Summer is over, and many families are seeking household help. Whether it’s an after-school sitter, a weekend caregiver, or an employee providing full-time or even 24 hour care, many families are employing domestic workers. Employees and employers have similar questions, concerns, and frustrations with payroll taxes. Of course, no one likes paying taxes. But more than that, employees and employers often don’t understand how the taxes are calculated and filed, or what benefit comes from paying taxes. Here’s an overview to help:
Domestic workers who have taxes withheld are paying in to Social Security and Medicare and receiving credit for their earnings history. These contributions strengthen this safety net for employees once they reach their retirement years.
Employees who are properly paid with taxes being withheld have an employment/payroll history which is useful should they want to take out a loan, rent an apartment, buy a car or house, or make similar large financial transactions. The employment history may also help build a credit history for the employee.
Household employees who have their wages reported and taxes withheld receive the same benefits and protections that other professionals receive. This includes being eligible for unemployment benefits when employment ends and possibly having workers’ compensation, paid sick leave, and disability insurance coverage should they be injured on the job or need to care for a loved one who needs aid (these insurance benefits vary by state and employment situation).
If a domestic employee who is paid under the table attempts to file for unemployment or make an insurance claim after a work-related injury, they, and their employer, would endure a lengthy process where the employment history would be audited and scrutinized which would not only delay/complicate the employee’s claim, but would likely lead to back taxes being owed by both the employer and employee, and potential legal claims as well.
Lastly, employees are paid legally and have taxes withheld and remitted will not need to agonize over how to handle their income when filing their personal tax return at the end of the year as they will receive a W-2.
It is the employer’s responsibility to confirm that their employee is eligible to work, along with reporting the wages paid, and withholding/remitting the payroll taxes. The consequences for not properly handling an employee’s wages and taxes falls almost entirely on the employer so employers are wise to stay firm in paying their household employee(s) legally.
Household employers who seek to claim a tax credit for employing a domestic worker often find that the process is easier and stress-free when they have the proper employer tax accounts and earnings/tax history that comes with paying an employee “on the books.”

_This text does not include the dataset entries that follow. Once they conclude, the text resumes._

PR #999, opened 2021-08-10
Added the ability to localize examples in the docs

### LINKED ISSUE #951: Add the ability to localize examples in the docs
It would be nice to be able to pass text to examples, it would help with localization.
Снимок экрана 2021-07-12 в 15 46 26
It should be taken into account that the examples should remain adequate and the text localization code should not be very conspicuous in these examples.

mxmvshnvsk:
## Description
Added the ability to localize examples in the docs, removed `vue-prism-component`. Close #951 

## Types of changes


asvae:
Looks good. Thanks!

Issue #998, opened 2021-08-10
Move tslib to dependency


m0ksem:
For now `tslib` is a peer dependency which is wrong, because it is required for vuestic-ui to work. We need to move tslib to dependency that the user will install it automatically. 

Please, select a minimal version of `tslib` that we can require. You will see warnings while running the `build` command if you choose version 0.9.* for example.

Issue #1006, opened 2021-08-11
Fix vuestic-admin configs


m0ksem:
```
[20:37] Avantis: The latest vuestic-ui update seems to have broken vuestic-admin based projects. Most of the colors are wrong now and the default va-icon sizes arent right either.
The problem seems to be component settings from global-config dont do anything, any ideas on why that would be?
```

m0ksem:
![image](https://user-images.githubusercontent.com/23530004/129031461-0823599d-4589-48e3-b5b0-c5b69b2aed62.png)

Confirmed.

PR #1007, opened 2021-08-11
VA-998 move tslib to dependencies

alygee:
Moved the `tslib` from `devDependencies` to `dependencies` to remove the warning when installing the project.

## Description
Close https://github.com/epicmaxco/vuestic-ui/issues/998

Installed minimum version 2.2.0, same as in child library which requires this dependency ([asvae-executors](https://github.com/asvae/executors)).

image

## Types of changes

### DIFF
--- a/yarn.lock
+++ b/yarn.lock
@@ -17004,15 +17004,15 @@ tslib@2.1.0, tslib@^2.0.3:
   resolved "https://registry.yarnpkg.com/tslib/-/tslib-2.1.0.tgz#da60860f1c2ecaa5703ab7d39bc05b6bf988b97a"
   integrity sha512-hcVC3wYEziELGGmEEXue7D75zbwIIVUMWAVbHItGPx0ziyXxrOMQx4rQEVEV45Ut/1IotuEvwqPopzIOkDMf0A==
 
+tslib@2.2.0:
+  version "2.2.0"
+  resolved "https://registry.yarnpkg.com/tslib/-/tslib-2.2.0.tgz#fb2c475977e35e241311ede2693cee1ec6698f5c"
+  integrity sha512-gS9GVHRU+RGn5KQM2rllAlR3dU6m7AcpJKdtH8gFvQiC4Otgk98XnmMU+nZenHt/+VhnBPWwgrJsyrdcw6i23w==
+
 tslib@^1.8.1, tslib@^1.9.0:
   version "1.14.1"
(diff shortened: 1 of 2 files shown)


yarn.lock
```diff
@@ -17004,16 +17004,16 @@ tslib@2.1.0, tslib@^2.0.3:
   resolved "https://registry.yarnpkg.com/tslib/-/tslib-2.1.0.tgz#da60860f1c2ecaa5703ab7d39bc05b6bf988b97a"
   integrity sha512-hcVC3wYEziELGGmEEXue7D75zbwIIVUMWAVbHItGPx0ziyXxrOMQx4rQEVEV45Ut/1IotuEvwqPopzIOkDMf0A==
 
+tslib@2.2.0:
+  version "2.2.0"
+  resolved "https://registry.yarnpkg.com/tslib/-/tslib-2.2.0.tgz#fb2c475977e35e241311ede2693cee1ec6698f5c"
+  integrity sha512-gS9GVHRU+RGn5KQM2rllAlR3dU6m7AcpJKdtH8gFvQiC4Otgk98XnmMU+nZenHt/+VhnBPWwgrJsyrdcw6i23w==
+
 tslib@^1.8.1, tslib@^1.9.0:
```
smellyshovel, line 17012: Where does this one come from? `yarn why`?

alygee: tslib contains helper functions for TypeScript.

One of the our child libraries has this in `peerDependencies`, so our project must also have this in `**dependencies**` for everything to install correctly.

alygee: It is worth considering whether this child library is needed if it is only used in one place. It might be worth getting rid of this dependency (asvae-executors).

I encourage @asvae  to consider this issue.

m0ksem: In my opinion, tslib is actually a dependency, instead of peer dependency. This library is used in `asva-executors and it actually requires ts-lib as external in its rollup config. The easiest way is simply declare `tslib` as vuestic-ui dependency instead of updating this package.

m0ksem (approved):
Let's check how it works after merging this: https://github.com/epicmaxco/vuestic-ui/issues/1006

yarn.lock
asvae: We can make do without `asva-executors` I think, if some of it's functionality is needed it's easier to support that in context of vuestic-ui.

asvae:
@alygee can you try to compile a project, add it as a dependency to vue-cli ploject and see if it works?

asvae:
Thanks!

PR #1010, opened 2021-08-11
fix: sort api data props, events, slots, methods alphabetically

Lemonka93:
## Description
Sort documentation api data props, events, slots, methods alphabetically.

## Types of changes


smellyshovel (commented):
SortObjectByProp**s**Name -> SortObjectByPropName**s** makes more sense as per my understanding.

Lemonka93:
> SortObjectByProp**s**Name -> SortObjectByPropName**s** makes more sense as per my understanding.

Thanks, fixed.

packages/docs/src/helpers/SortObjectByPropNamesHelper.ts
```diff
@@ -0,0 +1,9 @@
+export const sortObjectByPropNames = (obj: any) => {
```
smellyshovel, line 1: No `any`s please. Better use `Record<string, unknown>`, or even something like this but in conjunction with generics.

packages/docs/src/helpers/SortObjectByPropNamesHelper.ts
```diff
@@ -0,0 +1,9 @@
...
+  const arrFromObj = Object.entries(obj);
```
smellyshovel, line 2: Consider using Object.keys, if it's possible. Should be though. We sorting objects by keys, so we shouldn't bother with values at all.

packages/docs/src/helpers/SortObjectByPropNamesHelper.ts
```diff
@@ -0,0 +1,9 @@
...
+
+  const sortedArr = arrFromObj.sort((element1: any, element2: any) => {
```
smellyshovel, line 4: Once again, no `any`s. It's gonna live like this for quite some time definitely and no one's gonna fix it if you don't do it now.

packages/docs/src/helpers/SortObjectByPropNamesHelper.ts
```diff
@@ -0,0 +1,9 @@
...
+    return element1[0].localeCompare(element2[0]);
+  });
+  const sortedObj = Object.fromEntries(sortedArr);
+  return sortedObj;
```
smellyshovel, line 8: Please, describe why you think it should be better to create a new Object instead of modifying the initial one in-place. I'm not saying that it's wrong, I'm just wondering if in-place modification could be more appropriate here.

smellyshovel (changes requested):

smellyshovel:
Actually, I might be mistaken, but as far as I remember the ES spec doesn't force implementations to respect the order the properties are specified in an object. So one browser can show those fields in the way they actually are and some another one may use a completely different algorythm.

The other solution might be to use built-in `Set`s or `Map`s. Please, research.

Derranion:
> Actually, I might be mistaken, but as far as I remember the ES spec doesn't force implementations to respect the order the properties are specified in an object. So one browser can show those fields in the way they actually are and some another one may use a completely different algorythm.
> 
> The other solution might be to use built-in `Set`s or `Map`s. Please, research.

That's right Object is just unordered collection.

Currently all major browsers loop over the properties of an object in the same order.

Though this order will still differ from declaration order.

For example you could try executing it in Google chrome console:
```
let obj = {
  "first":"first",
  "2":"2",
  "34":"34",
  "1":"1",
  "second":"second"
}


for (i in obj) { console.log(i); }
```
Result will look this way:
```
1
2
34
first
second
```

I could help you to update PR if you would like.

Just a side note: please use ESLint it will help with code style and let all project stay consistent.
( if you are using Webstorm: File -> Settings -> type "eslint" in search )

Derranion (changes requested):
Feel free to slightly modify your code according to the previous comments or just ask me to do so if you don't want.

Thanks for your work!

PR #1012, opened 2021-08-11
fix: tempfix for failing builds

smellyshovel:
The Vuestic won't serve in the book mode due to some issues with pointing to a 3d-party library that doesn't even seem to be a project's dependency.

This PR doesn't fix the broken WIP-color-pickers, though it allows getting past those issues and allows the dev-server to successfully serve the lib in the Book mode.


smellyshovel:
@kushich what is the rationale behide pointing to that `vue-color` dep (considering it isn't even listed in package.json)? Maybe I'm not aware of something crucial?

asvae:
@RVitaly1978 can you check this as well?

PR #1013, opened 2021-08-11
Added styles separately to dist

### LINKED ISSUE #1006: Fix vuestic-admin configs

m0ksem:
closed #1006

image
## Types of changes


asvae:
Thanks. I'll merge and check.

PR #1018, opened 2021-08-12
fix: sidebar links should respect changes to the primary color

### LINKED ISSUE #1017: Docs: sidebar navigation links don't respect changes to primary color
after

before

Open the docs, navigate to "Services -> Colors Config" and change the primary color. Sidebar links' colors should change respectively, but they don't.

* **Other information**

smellyshovel:
close #1017


asvae:
Seems good. Thanks.

PR #1029, opened 2021-08-16
Fix vite build

### LINKED ISSUE #1024: Vite build not recognize components
In vite dev, all works.

Vite ignores vuesitc-ui components in the build process. As I can see it is caused by preserve modules, some of js files are ignored by tree-shaking.

This can be fixed if we manually pass all components' index.ts files to rollup input. It also break esm build file structure since we need to use `manulChuks` here instead of `preservedModules`. preservedModules break .vue components to template, js and style files. 
As I can see it's a problem of rollup-plugin-vue and @vitejs/plugin-vue too (since vite extended rollup plugin).

Then we will have ugly output in esm bundle, but it works instead.
image

😭

I don't think it is important. 

Should be implemented after bundler tests will be done. https://github.com/epicmaxco/vuestic-ui/issues/1015

m0ksem:
For some reason, Vite can not build bundled lib using `preserve modules` option. So I decided to split esm bundle into chunks providing multiple inputs, that were generated using readdir of `/src/components` folder.

I checked this PR with `vite preview` command nad `vite dev`.

It also works with webpack (vue-cli).

I think this PR should be merged after tree-shaking tests is ready to prevent unexpected issues.
closes #1024

### DIFF
--- a/packages/ui/build/rollup/configs/esm.js
+++ b/packages/ui/build/rollup/configs/esm.js
@@ -7,19 +7,23 @@ import { nodeResolve as nodeResolvePlugin } from '@rollup/plugin-node-resolve'
 import typescriptDeclarationPlugin from '../plugins/rollup-typescript-declaration'
 import { terserPlugin } from '../plugins/rollup-teaser-preset'
 import { dependencies, peerDependencies } from '../utils'
+import { getInputs } from '../generate-rollup-inputs'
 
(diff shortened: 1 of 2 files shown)


m0ksem:
image

Tree-shaking also works well.

m0ksem:
image
Works fine with tests after
https://github.com/epicmaxco/vuestic-ui/pull/1037

m0ksem:
image

m0ksem:
I also tested vuestic-admin with this update, looks fine.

Domestic workers who are laid off may file for unemployment benefits. If the employer did not establish a state unemployment tax account to report the employee’s earnings and pay unemployment taxes, state tax regulators will contact the employer regarding their former employee’s unemployment claim. The employer may be subject to penalties and interest in addition to the retroactive taxes.
Household employers may not be able to obtain workers’ compensation insurance without a federal employer identification number (EIN) and/or state employer tax accounts. Failure to obtain workers’ compensation coverage may put the employer at risk of violating state law mandating that the employer have coverage, and the employer could face penalties and fees. Additionally, if a household employee is injured on the job, the employer could be liable for lost wages and/or medical expenses (in addition to the penalties and fees for not obtaining coverage if required by the state). There may be similar concerns with state disability insurance, paid family or medical leave, and sick time (varies by city/state and employment situation).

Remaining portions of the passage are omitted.